• **ASSIGNED TASK**: Nothing in the records should be altered; retype them all exactly.
RECORDS FOR THIS TASK Start Marker
PR #4727, opened 2025-07-11
Add confirmation for nuking the working tree

DawidPietrykowski:
- **PR Description**

This is a small PR that extends the logic added in https://github.com/jesseduffield/lazygit/pull/4704

There were many reports of users accidentally resetting the working tree using the reset commands and a nice change was added by @stefanhaller to prompt for confirmation on those actions but the "Nuke working tree" option was not covered by the PR.

I believe this one is actually one of the most important options to prompt because it's by default the first one on the list. I myself triggered it once when trying to discard a single file while unknowingly having caps-lock enabled as I thought I was confirming the single file discard option.

### DIFF
--- a/pkg/i18n/english.go
+++ b/pkg/i18n/english.go
@@ -782,6 +782,7 @@ type TranslationSet struct {
 	SoftResetPrompt                          string
 	UpstreamGone                             string
 	NukeDescription                          string
+	NukeTreeConfirmation                     string
 	DiscardStagedChangesDescription          string
 	EmptyOutput                              string
 	Patch                                    string
@@ -1832,6 +1833,7 @@ func EnglishTranslationSet() *TranslationSet {
 		CheckoutAutostashPrompt:                  "Are you sure you want to checkout '%s'? An auto-stash will be performed if necessary.",
 		UpstreamGone:                             "(upstream gone)",
 		NukeDescription:                          "If you want to make all the changes in the worktree go away, this is the way to do it. If there are dirty submodule changes this will stash those changes in the submodule(s).",
+		NukeTreeConfirmation:                     "Are you sure you want to nuke the working tree? This will discard all changes in the worktree (staged, unstaged and untracked), which is not undoable.",
 		DiscardStagedChangesDescription:          "This will create a new stash entry containing only staged files and then drop it, so that the working tree is left with only unstaged changes",
 		EmptyOutput:                              "<Empty output>",
 		Patch:                                    "Patch",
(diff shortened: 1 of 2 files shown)


pkg/i18n/english.go
```diff
@@ -516,6 +516,7 @@ type TranslationSet struct {
 	NewRemote                             string
 	NewRemoteName                         string
 	NewRemoteUrl                          string
+	NukeTreeConfirmation                  string
```
stefanhaller: Nitpick: this is a bit of a strange place to add this text, I'd put this more in the vicinity of either `DiscardAllChangesToAllFiles` or of `NukeDescription` (which are already not close to each other, sigh).

Not a huge deal, the translation file is a bit of a mess already, but we should try not to make it worse if we can.

stefanhaller (commented):
Thanks for adding this, I agree it makes sense to warn here, too.

However, I don't think it's quite good enough, because the confirmation explicitly talks about untracked files, and we do indeed blow away untracked files, however the warning doesn't appear when there are _only_ untracked files.

It would be possible to extend the condition by `|| helpers.AnyUntrackedFiles(self.c.Model().Files)` (which doesn't exist, but we could add it). However, this would still not catch the case where users do `git config --global status.showUntrackedFiles false`.

In conclusion, I think it makes the most sense to show the warning always, unconditionally.

DawidPietrykowski:
Understood, thanks for taking the time to look at this! 

I didn't understand `IsWorkingTreeDirty`correctly then, as I thought it would also cover untracked fies. I also didn't know about the git setting to disable showing untracked. Then the best solution will be to always show this. 

I'll remove the condition check, move the message and update the PR.

stefanhaller:
> I didn't understand `IsWorkingTreeDirty`correctly then, as I thought it would also cover untracked fies.

No it doesn't, and just in case you are wondering whether it should: no, it shouldn't 😄. For the existing call sites of the function, untracked files are not relevant (e.g. to decide whether changes need to be auto-stashed before doing some operation).

pkg/i18n/english.go
DawidPietrykowski: Fair point. I mistakenly thought for some reason that the order is alphabetical, hence why I put it after `NewRemoteUrl` 😅

Moved right after `NukeDescription`

DawidPietrykowski:
Implemented the changes

stefanhaller:
Thanks!

Monsterovich:
Accidentally pressed some sh*t. Boom! Changes gone with a cool effect (the history of changes in the IDE was helpful). Thank you for fixing this.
RECORDS FOR THIS TASK End Marker
• **RESPONSE BOX**:
PR #4727, opened 2025-07-11
Add confirmation for nuking the working tree

DawidPietrykowski:
- **PR Description**

This is a small PR that extends the logic added in https://github.com/jesseduffield/lazygit/pull/4704

There were many reports of users accidentally resetting the working tree using the reset commands and a nice change was added by @stefanhaller to prompt for confirmation on those actions but the "Nuke working tree" option was not covered by the PR.

I believe this one is actually one of the most important options to prompt because it's by default the first one on the list. I myself triggered it once when trying to discard a single file while unknowingly having caps-lock enabled as I thought I was confirming the single file discard option.

### DIFF
--- a/pkg/i18n/english.go
+++ b/pkg/i18n/english.go
@@ -782,6 +782,7 @@ type TranslationSet struct {
 	SoftResetPrompt                          string
 	UpstreamGone                             string
 	NukeDescription                          string
+	NukeTreeConfirmation                     string
 	DiscardStagedChangesDescription          string
 	EmptyOutput                              string
 	Patch                                    string
@@ -1832,6 +1833,7 @@ func EnglishTranslationSet() *TranslationSet {
 		CheckoutAutostashPrompt:                  "Are you sure you want to checkout '%s'? An auto-stash will be performed if necessary.",
 		UpstreamGone:                             "(upstream gone)",
 		NukeDescription:                          "If you want to make all the changes in the worktree go away, this is the way to do it. If there are dirty submodule changes this will stash those changes in the submodule(s).",
+		NukeTreeConfirmation:                     "Are you sure you want to nuke the working tree? This will discard all changes in the worktree (staged, unstaged and untracked), which is not undoable.",
 		DiscardStagedChangesDescription:          "This will create a new stash entry containing only staged files and then drop it, so that the working tree is left with only unstaged changes",
 		EmptyOutput:                              "<Empty output>",
 		Patch:                                    "Patch",
(diff shortened: 1 of 2 files shown)


pkg/i18n/english.go
```diff
@@ -516,6 +516,7 @@ type TranslationSet struct {
 	NewRemote                             string
 	NewRemoteName                         string
 	NewRemoteUrl                          string
+	NukeTreeConfirmation                  string
```
stefanhaller: Nitpick: this is a bit of a strange place to add this text, I'd put this more in the vicinity of either `DiscardAllChangesToAllFiles` or of `NukeDescription` (which are already not close to each other, sigh).

Not a huge deal, the translation file is a bit of a mess already, but we should try not to make it worse if we can.

stefanhaller (commented):
Thanks for adding this, I agree it makes sense to warn here, too.

However, I don't think it's quite good enough, because the confirmation explicitly talks about untracked files, and we do indeed blow away untracked files, however the warning doesn't appear when there are _only_ untracked files.

It would be possible to extend the condition by `|| helpers.AnyUntrackedFiles(self.c.Model().Files)` (which doesn't exist, but we could add it). However, this would still not catch the case where users do `git config --global status.showUntrackedFiles false`.

In conclusion, I think it makes the most sense to show the warning always, unconditionally.

DawidPietrykowski:
Understood, thanks for taking the time to look at this! 

I didn't understand `IsWorkingTreeDirty`correctly then, as I thought it would also cover untracked fies. I also didn't know about the git setting to disable showing untracked. Then the best solution will be to always show this. 

I'll remove the condition check, move the message and update the PR.

stefanhaller:
> I didn't understand `IsWorkingTreeDirty`correctly then, as I thought it would also cover untracked fies.

No it doesn't, and just in case you are wondering whether it should: no, it shouldn't 😄. For the existing call sites of the function, untracked files are not relevant (e.g. to decide whether changes need to be auto-stashed before doing some operation).

pkg/i18n/english.go
DawidPietrykowski: Fair point. I mistakenly thought for some reason that the order is alphabetical, hence why I put it after `NewRemoteUrl` 😅

Moved right after `NukeDescription`

DawidPietrykowski:
Implemented the changes

stefanhaller:
Thanks!

Monsterovich:
Accidentally pressed some sh*t. Boom! Changes gone with a cool effect (the history of changes in the IDE was helpful). Thank you for fixing this.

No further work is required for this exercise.